■ Activity:
When you reach the entries, transcribe each one exactly.

═════ Source material ═════

PR #8934, opened 2026-08-29
Secure Plymouth and SDDM asset publication

ErikMelton:
Supersedes #8420 because the original author is unavailable. This branch preserves Afonso Oliveira's three commits and adds follow-up commits for the repository-required `$OMARCHY_PATH` invocation and the remaining pre-hash content race.

## Summary

`omarchy-plymouth-set` staged assets in a user-owned temporary directory, then let privileged copies reopen those paths after validation. A same-user process could replace staged content during the ImageMagick window, causing root to publish attacker-selected bytes, preserve a planted symlink in the Plymouth theme, or dereference it during the later SDDM copy.

## Fix

- Open the selected logo in the unprivileged caller and pass only its descriptor to root, so a replacement symlink can never make root resolve the caller path.
- Build the authoritative Plymouth and SDDM assets in a root-owned mode-0700 directory. No user-owned stage is trusted or copied into the boot theme.
- Require packaged source files and their complete directory chain to be canonical, root-owned, and non-writable by group or other before root reads them.
- Preserve the supported `omarchy dev link` workflow only when a trusted, root-owned `/etc/omarchy.conf` contains the exact canonical checkout path. Missing, stale, or writable authorization files fail closed; this exception does not widen dev mode's existing decision to run privileged Omarchy commands from that user-editable checkout.
- Generate executable Plymouth and SDDM configuration only from those trusted packaged sources inside the privileged transaction. The caller-supplied logo remains opaque data at fixed `logo.png` destinations.
- Publish a fixed allowlist through root-created temporary files in validated destination directories, then atomically replace the destination.
- Replace planted destination symlinks without following or changing their victims.
- Reject symlinked, non-canonical, non-root-owned, or group/world-writable destination parents.
- Route `omarchy-refresh-plymouth` through the same publisher, including the nested `logos/oma.png` asset.
- Normalize published ownership and mode, including under restrictive caller umasks.
- Keep SDDM color substitution collision-free for the White theme case from #8469.

## Verification

- `bash -n bin/omarchy-plymouth-set bin/omarchy-refresh-plymouth test/shell.d/plymouth-set-test.sh`
- `bash test/shell.d/plymouth-set-test.sh`
- `./test/cli` (via `./test/all`)
- `git diff --check`

The focused suite deterministically covers pre-open symlink replacement, malicious content planted in a caller-owned staging tree, rejection of user-writable packaged sources, exact root authorization of a dev-linked checkout, rejection of absent/stale/writable dev authorization, Plymouth and SDDM destination symlinks, unsafe destination ancestors, allowlist drift, restrictive umasks, and the refresh path.

The supplied exploit artifacts were also run in a Bubblewrap sandbox with disposable `/usr/share/plymouth` and `/usr/share/sddm` trees and privilege shims:

- The unchanged `afflicted.sh` reached `[*] racing` and then reported `[-] lost the race`.
- `race.c`, compiled with `cc -O2`, remained blocked waiting for a vulnerable `/tmp/tmp.*` stage while `omarchy-plymouth-set` completed successfully.
- After both attempts, the Plymouth and SDDM logos were regular mode-0644 files containing the selected logo bytes, and neither fake system tree contained `/etc/shadow` content.

`./test/all` reached and passed the Plymouth suite, but the aggregate run had seven unrelated environment failures: missing `omarchy-pkgs` coverage checkout, unavailable GUI/runtime resources, blocked network access, and read-only home paths.

Reported-by: _SiCk // afflicted.sh

### DIFF
--- a/bin/omarchy-dev-link
+++ b/bin/omarchy-dev-link
@@ -34,8 +34,12 @@ systemd, shell, or app-launcher environment; reboot to make every layer agree.
 Affects only \$OMARCHY_PATH-resolved trees: bin/, default/, shell/,
 themes/, applications/, config/. Files installed at fixed system paths
 (/etc/, /usr/lib/systemd/, udev rule bodies, /etc/skel after user
-creation, /usr/share/plymouth) are NOT covered — for those, use
-omarchy-dev-pkg-test to build and install the package from the checkout.
+creation) are NOT covered — for those, use omarchy-dev-pkg-test to build
+and install the package from the checkout.
+
+The Plymouth and SDDM themes under /usr/share are the exception: omarchy
+plymouth set and omarchy refresh plymouth republish them from the checkout,
+reading this link's authorization out of the root-owned /etc/omarchy.conf.
 
 Also writes $sudoers_file so sudo resolves omarchy-*
 from the checkout instead of the packaged copies. That part takes effect
--- a/bin/omarchy-plymouth-reset
+++ b/bin/omarchy-plymouth-reset
@@ -3,5 +3,7 @@
 # omarchy:summary=Restore the default Omarchy Plymouth boot theme and SDDM login screen
 # omarchy:requires-sudo=true
 
-omarchy-refresh-plymouth
-omarchy-refresh-sddm
+set -euo pipefail
+
+"$OMARCHY_PATH/bin/omarchy-refresh-plymouth"
+"$OMARCHY_PATH/bin/omarchy-refresh-sddm"
--- a/bin/omarchy-plymouth-set
+++ b/bin/omarchy-plymouth-set
@@ -11,21 +11,39 @@ set -euo pipefail
 # fixed destination atomically. The caller opens the selected logo before sudo,
 # so the privileged process never resolves a user-controlled input path.
 
-refresh_default=false
-if (( $# == 1 )) && [[ $1 == "--refresh-default" ]]; then
-  refresh_default=true
-elif (( $# != 3 )); then
+usage() {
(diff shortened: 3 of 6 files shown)


ErikMelton:
Resolved the dev-link decision in 363db1f5.

A normal packaged source remains subject to the complete canonical/root-owned/non-writable file and ancestor checks. A user-owned checkout is accepted only when a canonical, root-owned, non-group/world-writable `/etc/omarchy.conf` has exactly one line authorizing that same canonical checkout. That file is the root-side trust decision made by `omarchy dev link`; dev mode already runs privileged Omarchy commands from the user-editable checkout, so allowing its packaged assets does not widen that mode's trust boundary. Missing, stale, and writable authorization files are covered and fail closed.

Current verification is green:

- `bash -n bin/omarchy-plymouth-set bin/omarchy-refresh-plymouth test/shell.d/plymouth-set-test.sh`
- `test/shell.d/plymouth-set-test.sh`
- `./test/cli`
- `git diff --check`

The supplied unchanged `afflicted.sh` and compiled `race.c` were already exercised against the secured publisher in the disposable Bubblewrap fake-system harness, with the results recorded in the PR body. The local artifact directory has since been removed, so I could not repeat those exact external files after this dev-authorization-only commit.

The real-sudo stdin check still needs a terminal with authentication. I attempted a non-mutating equivalent using the repository's 3,072-byte default logo and a fixed `/tmp` destination, but sudo waited for interactive authentication unavailable to this session; I terminated it and confirmed no probe file existed. I have not claimed that check passed.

═════

■ Written response:
PR #8934, opened 2026-08-29
Secure Plymouth and SDDM asset publication

ErikMelton:
Supersedes #8420 because the original author is unavailable. This branch preserves Afonso Oliveira's three commits and adds follow-up commits for the repository-required `$OMARCHY_PATH` invocation and the remaining pre-hash content race.

## Summary

`omarchy-plymouth-set` staged assets in a user-owned temporary directory, then let privileged copies reopen those paths after validation. A same-user process could replace staged content during the ImageMagick window, causing root to publish attacker-selected bytes, preserve a planted symlink in the Plymouth theme, or dereference it during the later SDDM copy.

## Fix

- Open the selected logo in the unprivileged caller and pass only its descriptor to root, so a replacement symlink can never make root resolve the caller path.
- Build the authoritative Plymouth and SDDM assets in a root-owned mode-0700 directory. No user-owned stage is trusted or copied into the boot theme.
- Require packaged source files and their complete directory chain to be canonical, root-owned, and non-writable by group or other before root reads them.
- Preserve the supported `omarchy dev link` workflow only when a trusted, root-owned `/etc/omarchy.conf` contains the exact canonical checkout path. Missing, stale, or writable authorization files fail closed; this exception does not widen dev mode's existing decision to run privileged Omarchy commands from that user-editable checkout.
- Generate executable Plymouth and SDDM configuration only from those trusted packaged sources inside the privileged transaction. The caller-supplied logo remains opaque data at fixed `logo.png` destinations.
- Publish a fixed allowlist through root-created temporary files in validated destination directories, then atomically replace the destination.
- Replace planted destination symlinks without following or changing their victims.
- Reject symlinked, non-canonical, non-root-owned, or group/world-writable destination parents.
- Route `omarchy-refresh-plymouth` through the same publisher, including the nested `logos/oma.png` asset.
- Normalize published ownership and mode, including under restrictive caller umasks.
- Keep SDDM color substitution collision-free for the White theme case from #8469.

## Verification

- `bash -n bin/omarchy-plymouth-set bin/omarchy-refresh-plymouth test/shell.d/plymouth-set-test.sh`
- `bash test/shell.d/plymouth-set-test.sh`
- `./test/cli` (via `./test/all`)
- `git diff --check`

The focused suite deterministically covers pre-open symlink replacement, malicious content planted in a caller-owned staging tree, rejection of user-writable packaged sources, exact root authorization of a dev-linked checkout, rejection of absent/stale/writable dev authorization, Plymouth and SDDM destination symlinks, unsafe destination ancestors, allowlist drift, restrictive umasks, and the refresh path.

The supplied exploit artifacts were also run in a Bubblewrap sandbox with disposable `/usr/share/plymouth` and `/usr/share/sddm` trees and privilege shims:

- The unchanged `afflicted.sh` reached `[*] racing` and then reported `[-] lost the race`.
- `race.c`, compiled with `cc -O2`, remained blocked waiting for a vulnerable `/tmp/tmp.*` stage while `omarchy-plymouth-set` completed successfully.
- After both attempts, the Plymouth and SDDM logos were regular mode-0644 files containing the selected logo bytes, and neither fake system tree contained `/etc/shadow` content.

`./test/all` reached and passed the Plymouth suite, but the aggregate run had seven unrelated environment failures: missing `omarchy-pkgs` coverage checkout, unavailable GUI/runtime resources, blocked network access, and read-only home paths.

Reported-by: _SiCk // afflicted.sh

### DIFF
--- a/bin/omarchy-dev-link
+++ b/bin/omarchy-dev-link
@@ -34,8 +34,12 @@ systemd, shell, or app-launcher environment; reboot to make every layer agree.
 Affects only \$OMARCHY_PATH-resolved trees: bin/, default/, shell/,
 themes/, applications/, config/. Files installed at fixed system paths
 (/etc/, /usr/lib/systemd/, udev rule bodies, /etc/skel after user
-creation, /usr/share/plymouth) are NOT covered — for those, use
-omarchy-dev-pkg-test to build and install the package from the checkout.
+creation) are NOT covered — for those, use omarchy-dev-pkg-test to build
+and install the package from the checkout.
+
+The Plymouth and SDDM themes under /usr/share are the exception: omarchy
+plymouth set and omarchy refresh plymouth republish them from the checkout,
+reading this link's authorization out of the root-owned /etc/omarchy.conf.
 
 Also writes $sudoers_file so sudo resolves omarchy-*
 from the checkout instead of the packaged copies. That part takes effect
--- a/bin/omarchy-plymouth-reset
+++ b/bin/omarchy-plymouth-reset
@@ -3,5 +3,7 @@
 # omarchy:summary=Restore the default Omarchy Plymouth boot theme and SDDM login screen
 # omarchy:requires-sudo=true
 
-omarchy-refresh-plymouth
-omarchy-refresh-sddm
+set -euo pipefail
+
+"$OMARCHY_PATH/bin/omarchy-refresh-plymouth"
+"$OMARCHY_PATH/bin/omarchy-refresh-sddm"
--- a/bin/omarchy-plymouth-set
+++ b/bin/omarchy-plymouth-set
@@ -11,21 +11,39 @@ set -euo pipefail
 # fixed destination atomically. The caller opens the selected logo before sudo,
 # so the privileged process never resolves a user-controlled input path.
 
-refresh_default=false
-if (( $# == 1 )) && [[ $1 == "--refresh-default" ]]; then
-  refresh_default=true
-elif (( $# != 3 )); then
+usage() {
(diff shortened: 3 of 6 files shown)


ErikMelton:
Resolved the dev-link decision in 363db1f5.

A normal packaged source remains subject to the complete canonical/root-owned/non-writable file and ancestor checks. A user-owned checkout is accepted only when a canonical, root-owned, non-group/world-writable `/etc/omarchy.conf` has exactly one line authorizing that same canonical checkout. That file is the root-side trust decision made by `omarchy dev link`; dev mode already runs privileged Omarchy commands from the user-editable checkout, so allowing its packaged assets does not widen that mode's trust boundary. Missing, stale, and writable authorization files are covered and fail closed.

Current verification is green:

- `bash -n bin/omarchy-plymouth-set bin/omarchy-refresh-plymouth test/shell.d/plymouth-set-test.sh`
- `test/shell.d/plymouth-set-test.sh`
- `./test/cli`
- `git diff --check`

The supplied unchanged `afflicted.sh` and compiled `race.c` were already exercised against the secured publisher in the disposable Bubblewrap fake-system harness, with the results recorded in the PR body. The local artifact directory has since been removed, so I could not repeat those exact external files after this dev-authorization-only commit.

The real-sudo stdin check still needs a terminal with authentication. I attempted a non-mutating equivalent using the repository's 3,072-byte default logo and a fixed `/tmp` destination, but sudo waited for interactive authentication unavailable to this session; I terminated it and confirmed no probe file existed. I have not claimed that check passed.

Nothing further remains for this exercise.